Cleaning is relatively easy if you can get somebody else to do it, but making a house or apartment tidy comes up against a fundamental problem of human nature, or perhaps culture.  We simply have too much stuff. The giant retailer Ikea warned in 2017 that shoppers have reached “peak stuff.” They don’t have room in their homes for another coat hanger, let alone a coat, and instead they are wasting their money on “experiences” like travel and dining out. Tidiness means turning back the tide of stuff and aiming for the kind of minimalism you see in illustrations of Japanese décor: empty rooms furnished with almost nothing. It should be easy to achieve this: just throw stuff out. But it doesn’t work that way for most of us.

The spare room that I call my study, where I pretend to work, is a fine example of what can be achieved when serious spring cleaning has been postponed for ten or fifteen years. Books, papers, CDs, files and bits of electrical equipment cover every surface, including the floor. None of these things can be moved for fear of disturbing the dust, which would activate my allergies, and ruin my one hundred per-cent intuitive filing system. It is a virtually perfect work space. Everything I need comes instantly to hand and nothing can get lost unless eaten by the mice.

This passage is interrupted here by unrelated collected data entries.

PR #206, opened 2020-06-23
luci-app-ffwizard-berlin: fix insufficient permissions

PolynomialDivision:
The app tries to access the freifunk community files that are placed at /etc/config/profile_X. If the lua script tries to collect the names it will get an "permission denied" error. The PR gives the lua script the permissions to access the config files.

Fixes: https://github.com/freifunk-berlin/firmware/issues/816

### DIFF
--- a/utils/luci-app-ffwizard-berlin/root/usr/share/rpcd/acl.d/luci-app-ffwizard-berlin.json
+++ b/utils/luci-app-ffwizard-berlin/root/usr/share/rpcd/acl.d/luci-app-ffwizard-berlin.json
@@ -1,0 +1,80 @@
+{
+        "luci-app-ffwizard-berlin": {
+                "description": "Provides access to config files and scripts",
+                "read": {
+                        "cgi-io": [
+				"exec"
+			],
+                        "uci": [
+                                "profile_*",
+                                "system",
+                                "ffwizard",
+                                "dhcp",
+                                "olsrd",
+                                "olsrd6",
+                                "firewall",
+                                "freifunk",
+                                "wireless",
+                                "network",
+                                "qos",
+                                "luci_statistics",
+                                "openvpn"
+
+                        ],
+                        "files" : {
+                                "/etc/config/ffwizard": [
+                                        "read"
+                                ],
+                                "/etc/luci-uploads/cbid.ffuplink.1.cert": [
+                                        "read"
+                                ],
+                                "/etc/openvpn/ffuplink.crt": [
+                                        "read"
+                                ],
+                                "/etc/luci-uploads/cbid.ffuplink.1.key": [
+                                        "read"
+                                ],
+                                "/etc/openvpn/ffuplink.key": [
+                                        "read"
+                                ],
+                                "/usr/libexec/rpcd/ffwizard-berlin": [
+                                        "exec"
+                                ]
+                        }
+                },
+                "write": {
+                        "uci": [
+                                "profile_*",
+                                "system",
+                                "ffwizard",
+                                "dhcp",
+                                "olsrd",
+                                "olsrd6",
+                                "firewall",
+                                "freifunk",
+                                "wireless",
+                                "network",
+                                "qos",
+                                "luci_statistics",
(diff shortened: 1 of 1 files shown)


SvenRoederer:
A similar issue is handled by https://github.com/freifunk/openwrt-packages/pull/28, where the code switches from "luci.model.uci" to libuci-lua. This lib seems to use uci directly, rather than going trough the RPCd. This seem to work for reading uci-files, but very likely not for writing to them.

As the wizard will update at least the olsr, network and wireless config, I wonder why your permissions don't list anything. Does this means all permissions or not permissions (what I would expect)?

PolynomialDivision:
> As the wizard will update at least the olsr, network and wireless config, I wonder why your permissions don't list anything. Does this means all permissions or not permissions (what I would expect)?

I think I added all relevant permissions in the new commit. :)

utils/luci-app-ffwizard-berlin/root/usr/share/rpcd/acl.d/luci-app-ffwizard-berlin.json
```diff
@@ -0,0 +1,80 @@
...
+                                "firewall",
+                                "freifunk",
+                                "wireless",
+                                "network",
+                                "qos",
+                                "luci_statistics",
+                                "openvpn"
+
+                        ],
+                        "files" : {
```
SvenRoederer, line 24: Do we really need all this permissions? 
Why having "/etc/config/ffwizard" listed explicitly

utils/luci-app-ffwizard-berlin/root/usr/share/rpcd/acl.d/luci-app-ffwizard-berlin.json
```diff
@@ -0,0 +1,80 @@
...
+                                        "read"
+                                ],
+                                "/usr/libexec/rpcd/ffwizard-berlin": [
+                                        "exec"
+                                ]
+                        }
+                },
+                "write": {
+                        "uci": [
+                                "profile_*",
```
SvenRoederer, line 47: AS far as I know, we only read the profiles_ only

utils/luci-app-ffwizard-berlin/root/usr/share/rpcd/acl.d/luci-app-ffwizard-berlin.json
```diff
@@ -0,0 +1,80 @@
...
+                                "freifunk",
+                                "wireless",
+                                "network",
+                                "qos",
+                                "luci_statistics",
+                                "openvpn"
+                        ],
+                        "files" : {
+                                "/etc/config/ffwizard": [
+                                        "write"
```
SvenRoederer, line 63: Will giving access via UCI-key no be enough? Why explicitly this file?

utils/luci-app-ffwizard-berlin/root/usr/share/rpcd/acl.d/luci-app-ffwizard-berlin.json
PolynomialDivision: Because we access this file directly and not via uci. I don't know why... Just looked into the code which files are accessed.

utils/luci-app-ffwizard-berlin/root/usr/share/rpcd/acl.d/luci-app-ffwizard-berlin.json
PolynomialDivision: You are right. Thanks! I will change that.

utils/luci-app-ffwizard-berlin/root/usr/share/rpcd/acl.d/luci-app-ffwizard-berlin.json
PolynomialDivision: Maybe you are right. I was scared that I won't grant enough permissions. Maybe I should remove this again.

PR #208, opened 2020-06-25
luci-mod-freifunk-ui: fix missing dependency

PolynomialDivision:
If you install the luci-mod-freifunk-ui and click on 'Administration' you will face the erro 'module 'luci.cbi' not found'.

Fix the error by adding luci-compat as dependency.

Fixes: https://github.com/freifunk-berlin/firmware/issues/820


SvenRoederer:

PR #209, opened 2020-06-25
luci-mod-freifunk-ui: add rpcd permissions

PolynomialDivision:
Add the necessary permissions for accessing the files and scripts.

A part of: https://github.com/freifunk-berlin/firmware/issues/818

**THIS IS A DRAFT, PERMISSIONS HAVE TO BE REMOVED**


SvenRoederer:

PR #210, opened 2020-06-25
luci-mod-freifunk-ui: fix collecting of community names

PolynomialDivision:
You can not give uci a full path.

Fixes: https://github.com/freifunk-berlin/firmware/issues/821

### DIFF
--- a/utils/luci-mod-freifunk-ui/Makefile
+++ b/utils/luci-mod-freifunk-ui/Makefile
@@ -10,7 +10,7 @@ include $(TOPDIR)/rules.mk
 LUCI_TITLE:=Freifunk Public and Admin LuCI UI
 LUCI_DEPENDS:=+luci-mod-admin-full +luci-lib-json +community-profiles +luci-lib-ipkg
 LUCI_PKGARCH:=all
-PKG_RELEASE:=3
+PKG_RELEASE:=4
 
 include ../../freifunk-berlin-generic.mk
 
--- a/utils/luci-mod-freifunk-ui/luasrc/model/cbi/freifunk/basics.lua
+++ b/utils/luci-mod-freifunk-ui/luasrc/model/cbi/freifunk/basics.lua
@@ -15,10 +15,10 @@ community.rmempty = false
 
 local profile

“Stuff Happens” says the bumper sticker, and how true it is. Three garbage collections a week don’t seem to reduce it, nor do charity contributions. We try to palm some useless items off on friends and relatives as holiday gifts. But it’s no use because they do the same to us. Yard sales never work. You always end up with more stuff than you started with, because neighbors sneak around the back and dump their own stuff in your driveway. Losing stuff, like losing weight, is a lost cause. We can’t get rid of it because we have reached saturation point. Everybody has more than enough, and nobody wants any more. In short, we have reached a steady state of excess, and we are prisoners of our stuff.

But we are willing prisoners. We adore our stuff and cling to it. That’s why we need larger and larger houses, and commercial storage units lined up along every highway. A million years ago our ancestors moved out of caves because they had run out of closet space for their old animal bones and pieces of flint, and the process of accumulation has never stopped.

Some things are worth keeping for sentimental reasons. I still have my first teddy bear, called Rabbit (I was a short-sighted child), and he’s not stuff. Nor are certain books that have followed me around for most of my life, not the boxes of faded color slides, nor the various anachronistic odd and ends in my bedside table like cuff links and collar studs. These things are valuable personal history.

In fact, when I look around the house, everything I see is valuable personal history – ancient cooking utensils, floppy disks, non-functioning cassette players – they’re all fragments of my past life, like Rabbit, and they all might all come in useful someday. They are secure presences in a changing world. Even the human body renews itself constantly; we replace our physical selves about every seven years. So, nothing is permanent except our stuff, and nothing will remain of us except our stuff. We should treat it with proper respect.